Problem description. The reply should hold every record, copied exactly.

::: Records shown

PR #514, opened 2021-09-15
New inbox banners

Crabcyborg:
Fixes https://github.com/Strategy11/formidable-pro/issues/3022

The Inbox API can now pass along two new keys, emoji and banner.

Screen Shot 2021-09-15 at 12 27 11 PM

For now any testing has to be done with fake data.

I was injecting into the current active message with:

```
$message['emoji']  = '🕺';
$message['banner'] = 'Multi-column forms are easier to create with the all-new form layout tool';
```

### DIFF
--- a/classes/models/FrmInbox.php
+++ b/classes/models/FrmInbox.php
@@ -76,7 +76,6 @@ class FrmInbox extends FrmFormApi {
 		}
 
 		foreach ( $api as $message ) {
-			$message['banner'] = 'here';
 			$this->add_message( $message );
 		}
 	}
--- a/classes/models/FrmInbox.php
+++ b/classes/models/FrmInbox.php
@@ -76,8 +76,6 @@ class FrmInbox extends FrmFormApi {
 		}
 
 		foreach ( $api as $message ) {
-			$message['emoji']  = '🥳';
-			$message['banner'] = 'Fake message'; // TODO remove this.
 			$this->add_message( $message );
 		}
 	}
--- a/classes/models/FrmInbox.php
+++ b/classes/models/FrmInbox.php
@@ -76,6 +76,7 @@ class FrmInbox extends FrmFormApi {
 		}
 
 		foreach ( $api as $message ) {
+			$message['banner'] = 'here';
 			$this->add_message( $message );
 		}
 	}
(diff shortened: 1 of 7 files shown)


stephywells:
This will be so nice!!!

Are you seeing this in the banner?

No link showing:
Screen Shot 2021-09-15 at 1 13 15 PM

On hover the button is messy:
Screen Shot 2021-09-15 at 1 13 21 PM

classes/models/FrmInbox.php
```diff
@@ -288,4 +293,33 @@ public function remove( $key ) {
 	private function update_list() {
 		update_option( $this->option, $this->messages, 'no' );
 	}
+
+	public static function maybe_show_banner() {
+		if ( empty( self::$banner_messages ) ) {
+			return;
+		}
+		$message = reset( self::$banner_messages );
```
stephywells, line 301: This might be a little more useful if we switch to the most recent message instead of the oldest.

classes/views/frm-forms/list.php
```diff
@@ -2,6 +2,7 @@
 if ( ! defined( 'ABSPATH' ) ) {
 	die( 'You are not allowed to call this page directly.' );
 }
+FrmInbox::maybe_show_banner();
```
stephywells, line 5: Would it work to include this in the admin_header file instead of just on the forms page?

stephywells (commented):
Awesome job on this! The only issue I'm seeing, is when the CTA uses the secondary classes instead of primary.

classes/views/frm-forms/list.php
Crabcyborg: Sounds good Steph, I moved that to the header.

classes/models/FrmInbox.php
Crabcyborg: Ohh, good call!

Crabcyborg:
> Are you seeing this in the banner?

@stephywells it looks like button-secondary has a lot of conflicting styles.

I've pushed an update to the banner view that replaces button-secondary classes with button-primary ones in the cta so the buttons are more consistent.

stephywells (approved):
Looks perfect! Now we just need to figure out how to save an emoji in a field. Looks like the db isn't set up for it.

PR #517, opened 2021-09-16
Update readme for 5.0.04

Crabcyborg:
@stephywells what do you think about the filters? There's a ton of them, I'm not sure if we want to list them?

Should I just go with something like "Added several new filters required to support our new surveys add on" or something instead?


stephywells:
Sure, I'm fine with that. It would still be nice to copy the list of hooks into the list of hooks that need docs. But it's probably not all that helpful to list them all here.

PR #1399, opened 2023-11-30
Add left styling rule when auto fold class is not set on body

Crabcyborg:
Fixes https://github.com/Strategy11/formidable-pro/issues/4464

To replicate Kristine's issue, you can use this snippet:
```
global $_updated_user_settings;
$_updated_user_settings['unfold'] = true;
```

Basically she has the "unfold" user setting on. I'm not totally sure how this gets set though.

This update adds a new `frm-unfold` class when this `unfold` setting is on (so `auto-fold` is never added) and that the `mfold` user preference is not set to `f` which adds the `folded`.

Maybe this is complicating it though. May we just want to not check for the `.auto-fold` class and always set `left: 160px;` by default?

### DIFF
--- a/classes/controllers/FrmAppController.php
+++ b/classes/controllers/FrmAppController.php
@@ -76,6 +76,10 @@ class FrmAppController {
 			$classes .= ' frm-lite ';
 		}
 
+		if ( get_user_setting( 'unfold' ) && 'f' !== get_user_setting( 'mfold' ) ) {
+			$classes .= ' frm-unfold ';
+		}
+
 		return $classes;
 	}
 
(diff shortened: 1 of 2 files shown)


stephywells (approved):
I couldn't find how to add the setting either. I also had to switch my post settings away from full screen mode, and then add this unfold code you included. 

I think this solution looks good though, despite the weirdness of it. This was originally a report from Syed and Kristine was the only one who could see it.

garretlaxton (approved):
I couldn't replicate this, but I don't have any issues with this fix.

Crabcyborg:
Thanks Steph and Garret!

🚀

::::::

Solution for this exercise.
PR #514, opened 2021-09-15
New inbox banners

Crabcyborg:
Fixes https://github.com/Strategy11/formidable-pro/issues/3022

The Inbox API can now pass along two new keys, emoji and banner.

Screen Shot 2021-09-15 at 12 27 11 PM

For now any testing has to be done with fake data.

I was injecting into the current active message with:

```
$message['emoji']  = '🕺';
$message['banner'] = 'Multi-column forms are easier to create with the all-new form layout tool';
```

### DIFF
--- a/classes/models/FrmInbox.php
+++ b/classes/models/FrmInbox.php
@@ -76,7 +76,6 @@ class FrmInbox extends FrmFormApi {
 		}
 
 		foreach ( $api as $message ) {
-			$message['banner'] = 'here';
 			$this->add_message( $message );
 		}
 	}
--- a/classes/models/FrmInbox.php
+++ b/classes/models/FrmInbox.php
@@ -76,8 +76,6 @@ class FrmInbox extends FrmFormApi {
 		}
 
 		foreach ( $api as $message ) {
-			$message['emoji']  = '🥳';
-			$message['banner'] = 'Fake message'; // TODO remove this.
 			$this->add_message( $message );
 		}
 	}
--- a/classes/models/FrmInbox.php
+++ b/classes/models/FrmInbox.php
@@ -76,6 +76,7 @@ class FrmInbox extends FrmFormApi {
 		}
 
 		foreach ( $api as $message ) {
+			$message['banner'] = 'here';
 			$this->add_message( $message );
 		}
 	}
(diff shortened: 1 of 7 files shown)


stephywells:
This will be so nice!!!

Are you seeing this in the banner?

No link showing:
Screen Shot 2021-09-15 at 1 13 15 PM

On hover the button is messy:
Screen Shot 2021-09-15 at 1 13 21 PM

classes/models/FrmInbox.php
```diff
@@ -288,4 +293,33 @@ public function remove( $key ) {
 	private function update_list() {
 		update_option( $this->option, $this->messages, 'no' );
 	}
+
+	public static function maybe_show_banner() {
+		if ( empty( self::$banner_messages ) ) {
+			return;
+		}
+		$message = reset( self::$banner_messages );
```
stephywells, line 301: This might be a little more useful if we switch to the most recent message instead of the oldest.

classes/views/frm-forms/list.php
```diff
@@ -2,6 +2,7 @@
 if ( ! defined( 'ABSPATH' ) ) {
 	die( 'You are not allowed to call this page directly.' );
 }
+FrmInbox::maybe_show_banner();
```
stephywells, line 5: Would it work to include this in the admin_header file instead of just on the forms page?

stephywells (commented):
Awesome job on this! The only issue I'm seeing, is when the CTA uses the secondary classes instead of primary.

classes/views/frm-forms/list.php
Crabcyborg: Sounds good Steph, I moved that to the header.

classes/models/FrmInbox.php
Crabcyborg: Ohh, good call!

Crabcyborg:
> Are you seeing this in the banner?

@stephywells it looks like button-secondary has a lot of conflicting styles.

I've pushed an update to the banner view that replaces button-secondary classes with button-primary ones in the cta so the buttons are more consistent.

stephywells (approved):
Looks perfect! Now we just need to figure out how to save an emoji in a field. Looks like the db isn't set up for it.

PR #517, opened 2021-09-16
Update readme for 5.0.04

Crabcyborg:
@stephywells what do you think about the filters? There's a ton of them, I'm not sure if we want to list them?

Should I just go with something like "Added several new filters required to support our new surveys add on" or something instead?


stephywells:
Sure, I'm fine with that. It would still be nice to copy the list of hooks into the list of hooks that need docs. But it's probably not all that helpful to list them all here.

PR #1399, opened 2023-11-30
Add left styling rule when auto fold class is not set on body

Crabcyborg:
Fixes https://github.com/Strategy11/formidable-pro/issues/4464

To replicate Kristine's issue, you can use this snippet:
```
global $_updated_user_settings;
$_updated_user_settings['unfold'] = true;
```

Basically she has the "unfold" user setting on. I'm not totally sure how this gets set though.

This update adds a new `frm-unfold` class when this `unfold` setting is on (so `auto-fold` is never added) and that the `mfold` user preference is not set to `f` which adds the `folded`.

Maybe this is complicating it though. May we just want to not check for the `.auto-fold` class and always set `left: 160px;` by default?

### DIFF
--- a/classes/controllers/FrmAppController.php
+++ b/classes/controllers/FrmAppController.php
@@ -76,6 +76,10 @@ class FrmAppController {
 			$classes .= ' frm-lite ';
 		}
 
+		if ( get_user_setting( 'unfold' ) && 'f' !== get_user_setting( 'mfold' ) ) {
+			$classes .= ' frm-unfold ';
+		}
+
 		return $classes;
 	}
 
(diff shortened: 1 of 2 files shown)


stephywells (approved):
I couldn't find how to add the setting either. I also had to switch my post settings away from full screen mode, and then add this unfold code you included. 

I think this solution looks good though, despite the weirdness of it. This was originally a report from Syed and Kristine was the only one who could see it.

garretlaxton (approved):
I couldn't replicate this, but I don't have any issues with this fix.

Crabcyborg:
Thanks Steph and Garret!

🚀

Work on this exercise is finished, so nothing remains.